ASSIGNED TASK>
The required lines are those that contain "because"; pull them out of the data and copy them.

DATA SUPPLIED>
PR #1503, opened 2026-02-11
Fix activateScriptElement to set the CSP nonce correctly

### LINKED ISSUE #1502: Function activateScriptElement overwrite CSP nonce with empty string causing violation
There is an issue with the function `activateScriptElement` here that I could trace it from a CSP violation in my app. It has been called from `PageRenderer` function `copyNewHeadScriptElements`.

https://github.com/hotwired/turbo/blob/055eb8f3c1b79f1db22d241b6cb84820d15f7662/src/util.js#L1-L15

The issue is that when creating the `script` element, the code correctly assigns the nonce to the script element using the `cspNonce` variable that is correctly computed. However, later on the `copyElementAttributes` overrides the nonce with an empty string because the DOM attribute is an empty string (`element.getAttribute('nonce')` is an empty string).

This is because [accessing the nonce via the DOM returns an empty string for security reasons](https://developer.mozilla.org/en-US/docs/Web/HTML/Reference/Global_attributes/nonce#accessing_nonces_and_nonce_hiding). But at this point, the HTML has probably passed multiple stages and even `element.nonce` is an empty string.

The solution would be to apply the nonce after copying element attributes:

```diff
 export function activateScriptElement(element) { 
    if (element.getAttribute("data-turbo-eval") == "false") { 
      return element 
    } else { 
      const createdScriptElement = document.createElement("script") 
      const cspNonce = getCspNonce() 
-     if (cspNonce) { 
-       createdScriptElement.nonce = cspNonce 
-     } 
      createdScriptElement.textContent = element.textContent 
      createdScriptElement.async = false 
      copyElementAttributes(createdScriptElement, element) 
+     if (cspNonce) { 
+       createdScriptElement.nonce = cspNonce 
+     } 
      return createdScriptElement 
    } 
  } 
```

mildred:
The `activateScriptElement` function did not correctly set the CSP nonce on occasions. When the element to duplicate has been stripped from its CSP nonce in `elementWithoutNonce`, the nonce attribute is set to an empty string and would overwrite the correct nonce.

Fix #1502

### DIFF
--- a/src/util.js
+++ b/src/util.js
@@ -4,12 +4,12 @@ export function activateScriptElement(element) {
   } else {
     const createdScriptElement = document.createElement("script")
     const cspNonce = getCspNonce()
-    if (cspNonce) {
-      createdScriptElement.nonce = cspNonce
-    }
     createdScriptElement.textContent = element.textContent
     createdScriptElement.async = false
     copyElementAttributes(createdScriptElement, element)
+    if (cspNonce && !createdScriptElement.nonce) {
+      createdScriptElement.nonce = cspNonce
+    }
     return createdScriptElement
   }
 }


edariedl:
Hi @jorgemanrubia, are there any plans to merge this PR? We have run into the same problem with CSP implementation when using Turbo in our project.

PR #1509, opened 2026-02-25
Do not add post form body to query params if form data is only set via event

lukasbableck:
In a scenario where you have an empty form, so no inputs and no `name` attribute on the submitter, and you're setting the form data via the `turbo:submit-start` event (with `event.detail.formSubmission.fetchRequest.body.append`), you're actually adding the form data to the URL objects `searchParams`, as `resource.searchParams` is used for the body. 
This causes the URL to contain all of the form data, which is especially problematic for larger amounts of data, as the webserver then might just close the connection because the URL is too long. In my case this happened after the URL reached about 7.5KB.
This PR fixes the issue, while also simplifying the logic a bit. 

/cc @m-vo

### DIFF
--- a/src/http/fetch_request.js
+++ b/src/http/fetch_request.js
@@ -213,8 +213,7 @@ export function isSafe(fetchMethod) {
 }
 
 function buildResourceAndBody(resource, method, requestBody, enctype) {
-  const searchParams =
-    Array.from(requestBody).length > 0 ? new URLSearchParams(entriesExcludingFiles(requestBody)) : resource.searchParams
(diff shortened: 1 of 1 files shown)


m-vo (approved):
The fixed bug is really subtle as most of the time you won't realize that you're working with the reference of the actual browser URL in a `turbo:submit-start` event. 👍 

Thanks for the fix @lukasbableck - removing the case for when the body length is 0, also makes the code much easier to understand.

ausi (approved):

fritzmg (approved):

PR #1512, opened 2026-03-03
Fix unhandled promise rejection when prefetch request fails

sskirby:
PrefetchCache.putLater calls request.perform() without catching errors. FetchRequest.perform() re-throws non-AbortErrors after delegating.

In Safari, navigating away from a page while a prefetch is in-flight causes the browser to cancel the fetch with a TypeError instead of an AbortError. Since only AbortErrors are silently handled by FetchRequest, this surfaces as an unhandled rejection in Safari/iOS:

  TypeError: Unhandled Promise Rejection: Load failed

TASK ANSWER>
The issue is that when creating the `script` element, the code correctly assigns the nonce to the script element using the `cspNonce` variable that is correctly computed. However, later on the `copyElementAttributes` overrides the nonce with an empty string because the DOM attribute is an empty string (`element.getAttribute('nonce')` is an empty string).
This is because [accessing the nonce via the DOM returns an empty string for security reasons](https://developer.mozilla.org/en-US/docs/Web/HTML/Reference/Global_attributes/nonce#accessing_nonces_and_nonce_hiding). But at this point, the HTML has probably passed multiple stages and even `element.nonce` is an empty string.
This causes the URL to contain all of the form data, which is especially problematic for larger amounts of data, as the webserver then might just close the connection because the URL is too long. In my case this happened after the URL reached about 7.5KB.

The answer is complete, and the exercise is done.